* [TASK PROMPT]
Retype each line below precisely.

[Start of Attachment]

PR #857, opened 2022-12-30
Refactor QPDFWriter::enqueueObject

m-holger:
Move test for m->linearized outside loop.


jberkenbilt (approved):
I wonder why I did it the other way. Probably happened when I added linearization (long before qpdf was open source).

[End of Attachment]

* [SOLUTION FOR THIS EXERCISE]
PR #857, opened 2022-12-30
Refactor QPDFWriter::enqueueObject

m-holger:
Move test for m->linearized outside loop.


jberkenbilt (approved):
I wonder why I did it the other way. Probably happened when I added linearization (long before qpdf was open source).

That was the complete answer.